### HOW TO COMPLETE THIS TASK
Below are lines of data; restate word for word those running from the line containing "resetRecommendationTagCache = ()" to the line containing "Thanks, @mrmr1993.", inclusive, and no others.

Segment Open

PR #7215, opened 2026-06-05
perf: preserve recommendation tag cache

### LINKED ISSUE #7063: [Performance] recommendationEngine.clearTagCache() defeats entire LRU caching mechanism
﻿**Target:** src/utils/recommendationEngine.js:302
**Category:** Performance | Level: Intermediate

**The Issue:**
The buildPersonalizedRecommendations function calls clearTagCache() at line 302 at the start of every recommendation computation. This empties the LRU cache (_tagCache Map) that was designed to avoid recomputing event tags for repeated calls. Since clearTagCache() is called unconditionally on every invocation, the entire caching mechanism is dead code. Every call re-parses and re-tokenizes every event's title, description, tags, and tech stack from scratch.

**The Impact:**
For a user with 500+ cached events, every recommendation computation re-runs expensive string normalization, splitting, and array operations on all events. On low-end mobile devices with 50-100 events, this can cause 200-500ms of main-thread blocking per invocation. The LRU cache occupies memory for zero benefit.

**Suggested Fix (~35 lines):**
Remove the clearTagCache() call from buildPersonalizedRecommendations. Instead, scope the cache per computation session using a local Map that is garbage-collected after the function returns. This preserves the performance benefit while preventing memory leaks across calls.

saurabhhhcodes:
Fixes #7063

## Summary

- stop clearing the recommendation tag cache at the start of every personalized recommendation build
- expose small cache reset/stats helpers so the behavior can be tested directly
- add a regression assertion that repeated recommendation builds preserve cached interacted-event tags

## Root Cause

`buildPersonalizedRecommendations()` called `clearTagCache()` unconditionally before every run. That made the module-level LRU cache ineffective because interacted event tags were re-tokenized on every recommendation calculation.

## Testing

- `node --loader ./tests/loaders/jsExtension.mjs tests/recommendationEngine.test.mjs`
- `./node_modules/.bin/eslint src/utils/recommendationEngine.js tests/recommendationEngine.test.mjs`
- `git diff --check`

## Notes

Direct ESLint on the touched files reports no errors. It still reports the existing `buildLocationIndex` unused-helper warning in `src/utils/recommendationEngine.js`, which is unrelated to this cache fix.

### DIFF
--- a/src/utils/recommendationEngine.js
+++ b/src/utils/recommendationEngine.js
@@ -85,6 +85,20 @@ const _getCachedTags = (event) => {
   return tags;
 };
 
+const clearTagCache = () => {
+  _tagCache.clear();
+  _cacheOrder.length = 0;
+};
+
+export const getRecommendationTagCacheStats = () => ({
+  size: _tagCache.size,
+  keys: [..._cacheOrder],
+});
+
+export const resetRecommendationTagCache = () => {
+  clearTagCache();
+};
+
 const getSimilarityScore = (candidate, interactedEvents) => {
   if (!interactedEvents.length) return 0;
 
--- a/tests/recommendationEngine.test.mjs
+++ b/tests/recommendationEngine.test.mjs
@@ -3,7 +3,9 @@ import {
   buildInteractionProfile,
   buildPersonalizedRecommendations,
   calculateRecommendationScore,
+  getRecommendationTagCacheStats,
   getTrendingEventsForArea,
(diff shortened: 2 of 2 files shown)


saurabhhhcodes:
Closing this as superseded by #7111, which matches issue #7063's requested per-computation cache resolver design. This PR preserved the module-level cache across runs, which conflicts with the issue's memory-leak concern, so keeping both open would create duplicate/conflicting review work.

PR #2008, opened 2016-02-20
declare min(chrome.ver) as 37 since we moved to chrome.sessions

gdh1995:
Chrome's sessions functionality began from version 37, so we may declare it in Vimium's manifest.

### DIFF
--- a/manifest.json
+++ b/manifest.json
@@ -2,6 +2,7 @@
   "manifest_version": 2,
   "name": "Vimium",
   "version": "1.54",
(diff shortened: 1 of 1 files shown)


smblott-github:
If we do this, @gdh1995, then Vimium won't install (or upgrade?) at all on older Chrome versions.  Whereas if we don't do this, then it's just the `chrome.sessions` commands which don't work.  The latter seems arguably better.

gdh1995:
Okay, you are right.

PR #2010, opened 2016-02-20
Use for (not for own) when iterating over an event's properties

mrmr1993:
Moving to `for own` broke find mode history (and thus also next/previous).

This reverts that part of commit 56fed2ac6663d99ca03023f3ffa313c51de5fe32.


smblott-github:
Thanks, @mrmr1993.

Segment Closed
Segment Open

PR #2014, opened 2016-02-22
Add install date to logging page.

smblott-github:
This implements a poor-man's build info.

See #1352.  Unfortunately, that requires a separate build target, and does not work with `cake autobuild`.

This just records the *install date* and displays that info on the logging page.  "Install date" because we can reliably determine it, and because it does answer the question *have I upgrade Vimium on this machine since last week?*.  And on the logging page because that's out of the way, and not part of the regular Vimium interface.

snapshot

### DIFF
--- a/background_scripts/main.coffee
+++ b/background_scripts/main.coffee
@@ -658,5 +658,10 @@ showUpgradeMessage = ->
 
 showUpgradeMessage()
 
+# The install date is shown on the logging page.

Segment Closed

### ANSWER SECTION
+export const resetRecommendationTagCache = () => {
+  clearTagCache();
+};
+
 const getSimilarityScore = (candidate, interactedEvents) => {
   if (!interactedEvents.length) return 0;
 
--- a/tests/recommendationEngine.test.mjs
+++ b/tests/recommendationEngine.test.mjs
@@ -3,7 +3,9 @@ import {
   buildInteractionProfile,
   buildPersonalizedRecommendations,
   calculateRecommendationScore,
+  getRecommendationTagCacheStats,
   getTrendingEventsForArea,
(diff shortened: 2 of 2 files shown)


saurabhhhcodes:
Closing this as superseded by #7111, which matches issue #7063's requested per-computation cache resolver design. This PR preserved the module-level cache across runs, which conflicts with the issue's memory-leak concern, so keeping both open would create duplicate/conflicting review work.

PR #2008, opened 2016-02-20
declare min(chrome.ver) as 37 since we moved to chrome.sessions

gdh1995:
Chrome's sessions functionality began from version 37, so we may declare it in Vimium's manifest.

### DIFF
--- a/manifest.json
+++ b/manifest.json
@@ -2,6 +2,7 @@
   "manifest_version": 2,
   "name": "Vimium",
   "version": "1.54",
(diff shortened: 1 of 1 files shown)


smblott-github:
If we do this, @gdh1995, then Vimium won't install (or upgrade?) at all on older Chrome versions.  Whereas if we don't do this, then it's just the `chrome.sessions` commands which don't work.  The latter seems arguably better.

gdh1995:
Okay, you are right.

PR #2010, opened 2016-02-20
Use for (not for own) when iterating over an event's properties

mrmr1993:
Moving to `for own` broke find mode history (and thus also next/previous).

This reverts that part of commit 56fed2ac6663d99ca03023f3ffa313c51de5fe32.


smblott-github:
Thanks, @mrmr1993.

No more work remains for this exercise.